▶ [DIRECTIONS]:
Set down all of the records exactly, leaving none out.
---------- SOURCE INFORMATION
Issue #309, opened 2024-08-02
Add validator API


Mikelle:
* Get current epoch
* Get info is mev-commit validator is participating in next epoch or not

PR #310, opened 2024-08-02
--------------------
▶ [SOLVED EXERCISE]:
Issue #309, opened 2024-08-02
Add validator API


Mikelle:
* Get current epoch
* Get info is mev-commit validator is participating in next epoch or not

PR #310, opened 2024-08-02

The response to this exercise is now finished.